The single most useful rule for eating and drinking abroad is short: if it is steaming hot and freshly cooked, it is probably safe; if it is raw, room temperature, or washed in tap water you would not drink, treat it as risky. Most travel-related stomach illness comes from food and water contaminated with bacteria, viruses, or parasites, and the classic phrase "boil it, cook it, peel it, or forget it" still captures the core idea. According to the CDC, traveler's diarrhea is the most common travel-related illness, affecting an estimated 30 to 70 percent of travelers depending on the destination and season. As a PA-C who has treated plenty of travelers after the fact, my honest take is that you do not need to eat fearfully, you just need to make a handful of smart choices automatically. This guide covers which foods and drinks are higher risk, how to find safe water, the realities of street food and ice, and exactly what to do if your stomach turns on you mid-trip.

Why Food and Water Make Travelers Sick

Traveler's diarrhea and most foodborne illness abroad come from swallowing germs that your gut is not used to. The usual culprits are bacteria such as enterotoxigenic E. coli (the leading cause), Campylobacter, Salmonella, and Shigella, along with viruses like norovirus and, less often, parasites such as Giardia. These organisms reach your mouth through contaminated water, undercooked food, unwashed hands (yours or a food handler's), or produce rinsed in unsafe water.

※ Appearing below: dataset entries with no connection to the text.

PR #3851, opened 2025-04-14
Remove static cppflags

bernardnormier:
This PR removes `-DICE_STATIC_LIBS` and `-DICE_HAS_BT` that are not checked anywhere.

### DIFF
--- a/cpp/config/Make.rules
+++ b/cpp/config/Make.rules
@@ -97,10 +97,6 @@ define create-cpp-test-project
 $1_srcext               := cpp
 $1_dependencies         := $$(or $$($1_dependencies),TestCommon Ice)
 
-# Also link with IceBT (Debian/Ubuntu/Yocto) when compiling the project with the static configuration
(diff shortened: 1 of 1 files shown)


cpp/config/Make.rules
```diff
@@ -97,10 +97,6 @@ define create-cpp-test-project
 $1_srcext               := cpp
 $1_dependencies         := $$(or $$($1_dependencies),TestCommon Ice)
 
-# Also link with IceBT (Debian/Ubuntu/Yocto) when compiling the project with the static configuration
-$1[static]_cppflags     += -DICE_STATIC_LIBS $(if $(IceBT_system_libs),-DICE_HAS_BT)
-$1[static]_dependencies := $(if $(IceBT_system_libs),IceBT)
```
bernardnormier, line 102: It's not clear why we link static builds with IceBT, especially since we don't call `btPluginFactory()` anywhere.

pepone (approved):

externl (approved):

The reason locals can eat the same food without getting sick is straightforward: they have built up partial immunity through repeated low-level exposure over years. You have not. That mismatch, not "dirty food" in some moral sense, is what puts visitors at higher risk. Destinations are commonly grouped into higher-risk regions (much of South Asia, parts of Africa, the Middle East, and Latin America) and lower-risk regions (the United States, Canada, Western Europe, Japan, Australia, and New Zealand). Knowing your destination's risk level tells you how strict to be.

The Core Rule: Boil It, Cook It, Peel It, or Forget It

This decades-old travel-medicine slogan still works because it sorts food into safe and risky by how it was prepared:

  • Boil it. Water and drinks that have been boiled (tea, coffee, soup served piping hot) are reliably safe. Heat kills the organisms that cause illness.
  • Cook it. Food served steaming hot and cooked all the way through is low risk. Heat is your best friend.
  • Peel it. Fruit and vegetables you peel yourself (bananas, oranges, avocados) are safe because the edible part was protected by a skin you removed with clean hands.
  • Forget it. Anything raw, lukewarm, sitting out, or washed in questionable water goes in the "skip it" pile.

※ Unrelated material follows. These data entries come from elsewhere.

PR #4284, opened 2025-08-05
Python type hint updates

externl:
This PR starts adding type hints to the Ice tests, first with Ice/adapterDeactivation. It also adds `IcePy.pyi` which has the beginnings for the type hints of IcePy (there's more to do in this file).


python/python/.gitignore
```diff
@@ -4,6 +4,7 @@ IceStorm/*
 IceBox/*
 Glacier2/*
 IcePy.*
+!IcePy.pyi
```
InsertCreativityHere, line 11: Would be nice to have a comment explaining what this file is.

python/python/Ice/ObjectAdapter.py
```diff
@@ -582,7 +582,7 @@ def getPublishedEndpoints(self) -> tuple[IcePy.Endpoint, ...]:
         """
         return self._impl.getPublishedEndpoints()
 
-    def setPublishedEndpoints(self, newEndpoints: tuple[IcePy.Endpoint, ...]) -> None:
+    def setPublishedEndpoints(self, newEndpoints: tuple[IcePy.Endpoint, ...] | list[IcePy.Endpoint]) -> None:
```
pepone, line 585: We should update the doc comment type too.

pepone (approved):

InsertCreativityHere (approved):
Looks good to me!

PR #4285, opened 2025-08-05
Fix python TODO comments

pepone:
A few small fixes for Python TODOs


python/modules/IcePy/Communicator.cpp
```diff
@@ -442,7 +440,7 @@ communicatorWaitForShutdown(CommunicatorObject* self, PyObject* args)
     // Do not call waitForShutdown from the main thread, because it prevents
     // signals (such as keyboard interrupts) from being delivered to Python.
     //
-    if (PyThread_get_thread_ident() == mainThreadId)
+    if (isMainThread())
```
pepone, line 443: I added this helper to check if running in the main thread.

python/python/Ice/ObjectAdapter.py
```diff
@@ -73,16 +73,12 @@ def waitForHold(self) -> None:
         """
         Wait until the object adapter holds requests.
 
-        Calling `hold` initiates holding of requests, and `waitForHold` only returns when holding of requests has been completed.
-        """
-        #
-        # TODO should be part of the documented behavior above. Should we add a timeout parameter with a default value?
```
pepone, line 79: This TODO was bogus, the comment is about the IcePy implementation. We call it in a loop to avoid blocking the main thread.

python/test/Ice/operations/ServerAMD.py
```diff
@@ -9,12 +9,7 @@
 if "--load-slice" in sys.argv:
     TestHelper.loadSlice("Test.ice")
 
-# TODO: This is no longer relevant. All supported Python versions provide async/await keywords.
-# We want to test coroutines but older versions of Python cannot
-# load a source file that uses the async/await keywords, so we
-# have two versions of MyDerivedClassI.
-#
-from TestAMDCoroI import MyDerivedClassI
+from TestAMDI import MyDerivedClassI
```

The practical version I give friends: hot and fresh beats cold and sitting, and "I peeled it myself" beats "someone washed it for me."

Higher-Risk Foods to Approach With Caution

You do not have to avoid these forever, but in higher-risk destinations they cause a disproportionate share of illness:

  • Tap water and anything made with it, including ice, fountain drinks, and reconstituted juices.
  • Raw or undercooked meat, poultry, seafood, and eggs. Rare burgers, ceviche, raw oysters, and runny eggs are higher risk.
  • Raw fruits and vegetables you did not peel yourself, especially leafy salads and pre-cut fruit, which are often rinsed in tap water.
  • Unpasteurized dairy, including fresh cheeses, raw milk, and some local yogurts and ice creams.
  • Food from buffets or carts that has been sitting at room temperature, where bacteria multiply for hours.
  • Cold sauces and condiments left on the table, such as salsas or chutneys made with raw ingredients.
  • Bushmeat and food from unrefrigerated street displays.

Lower-Risk Foods You Can Usually Trust

The reassuring news is that a huge amount of travel food is safe when chosen well:

  • Food served steaming hot, straight off the grill, out of the fryer, or out of a boiling pot.
  • Fruit you peel yourself, like bananas, oranges, and mangoes.
  • Dry or packaged items, such as bread, crackers, and sealed snacks.
  • Bottled, canned, or hot beverages with intact seals.
  • Cooked vegetables served hot, rather than raw salads.
  • Pasteurized dairy in sealed containers.

A simple mental filter at every meal: Was it cooked hot and served hot? Did I peel it? Is it sealed? If yes to any of those, it is usually fine.

Is the Water Safe to Drink? How to Tell and What to Do

In many destinations the tap water is not safe for travelers, even when it looks perfectly clear. When you are unsure, assume tap water is unsafe and use one of these instead.

Safest drink choices abroad:

  • Commercially bottled water with an intact, factory-sealed cap. Check that the seal has not been tampered with.
  • Water that has been brought to a rolling boil for at least one minute (three minutes above roughly 6,500 feet of elevation). Boiling is the most reliable way to make water safe.
  • Hot tea, coffee, and other drinks made with boiled water.
  • Canned or bottled carbonated drinks, which are sealed and acidic.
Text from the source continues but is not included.